Gün ağırmış aydınlanmıştı her yan. Ama halen bir sessizlik hakimdi evde. Tavuklu saate çıkamamıştı sabaha. Zembereği boşalmış durmuştu gecenin dördünde.. . Bu sessizliği telefon sesi bozdu. Bir kez çaldı .Açan olmadı. Sonra bir daha bir daha. Bir müddet sonra yeniden çaldı. Arayan kadının çocukluk arkadaşıydı.Telefon defalarca çalmasına rağmen açmamıştı. Her halde arkadaşı dışarıdaydı. Gerçi bu saatte dışarı çıkmazdı .Ama beklemeliydi bir müddet. Saat ilerledikçe içi içini yiyordu. Arkadaşına ulaşmalıydı.yeniden eli gitti telefona. Tekrar aradı. Defalarca çalmasına rağmen yine açan olmadı. Artık bekleyemezdi. Bir şey vardı kesin. Hemen çıktı evden soğukta üşüyen ellerini nefesiyle ısıtmaya çalışarak yürüdü aceleyle. Arkadaşının evine geldi. Kapıda karabaş yatıyordu. Kaskatı donmuştu soğuktan. Karabaşı o halde görünce içi cız etti. Bi an duraksadı.Artık emindi kesin bi şey vardı. Hemen kapıyı yumruklamaya başladı. Vurdu Vurdu vurdu bir daha ardı ardına. Ama ses yoktu. Hemen polisi aradı . Bilgi verdi durumu. Beklerken içi içini yiyordu. Stresten tırnaklarını sökercesine kemirdi. Nihayet polisler gelmişti. Kapı açıldı. Korktuğu başına gelmişti. Arkadaşı iki büklüm nefessiz yatıyordu yerde. Dayanamadı gözlerinden yaşlar aktı. O ara polislerden biri ;
’’ - Yaşıyor nabız var .hemen ambulans çağırın .’’ dedi. Ambulans geldi. Aceleyle insanın içini sökercesine çıkan siren sesleri eşliğinde hastaneye götürüldü. Doktorlar hemen müdahale ettiler . Yoğun bakıma konuldu.
Günler günleri kovaladı.Kış gitti. Yerini bahara bıraktı. Kimse yoktu arayıp soracak arkadaşından başka. Ama arkadaşı umutla bekledi uyanacağı günü. Umutluydu. Umudu yok sayamazdı. Zira umudu yok saymak zul’dü yüreğe. Dediği gibi de oldu. Bir sabah bir haberle uçtu sevinçten. Arkadaşın uyandı dediler. Hemen hastaneye koştu. Uyanmıştı ve uyanır uyanmaz adını sayıklamıştı . Kısa da olsa yakından görmeliydi. Zoraki izin aldı. Odaya girdi. Arkadaşının elini tuttu. Gözlerini güç bela araladı kadın. Neden bırakmadın.

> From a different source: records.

PR #36, opened 2020-07-23
Write Audit to Database (Using Data-from-database Servlet)

wdcroslen:
-Delete Reason Servlet
-Use Data-from-database to write audit whenever data is loaded
-Audit Query column now SQL Statement


src/main/java/com/google/sps/servlets/ReasonServlet.java
```diff
@@ -1,27 +1,65 @@
...
   public void doPost(HttpServletRequest request, HttpServletResponse response) throws IOException {
-    // Get the input from the form.
+    response.setContentType(constants.TEXT_TYPE);
+    String reason = request.getParameter("reason");
+    String account = request.getParameter("account");
+    String query = request.getParameter("query");
+    queryString = request.getParameter("queryString");
+    selectedDatabase = "example-db";
+    this.dbClient = DatabaseConnector.getInstance().getDbClient(selectedDatabase);
+    insertUsingDml(this.dbClient,reason,account,query,response);
```
sasymer: I like your use of the helper method. I don't think you technically need to pass in dbClient since it's an instance variable and could be accessed by all methods in the class.

src/main/java/com/google/sps/servlets/ReasonServlet.java
```diff
@@ -1,27 +1,65 @@
...
-    String[] words = text.split("\\s*,\\s*");
-    response.setContentType("text/html;");
-    response.getWriter().println(Arrays.toString(words));
+    dbClient
+    .readWriteTransaction()
+    .run(
+        new TransactionCallable<Void>() {
+            @Override
+            public Void run(TransactionContext transaction) throws Exception {
+              String sql =
```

’’ Neden bırakmadın ellerimi. Neden izin vermedin gitmeme. Oysa vakti geçmişti bile gitmenin . ’’ dedi sitem edercesine. Ağladı o an iki çift göz. Gün geçtikçe iyiye gitti kadının durumu. Önce normal odaya aldılar yoğun bakımdan. Bir müddet sonra taburcu oldu.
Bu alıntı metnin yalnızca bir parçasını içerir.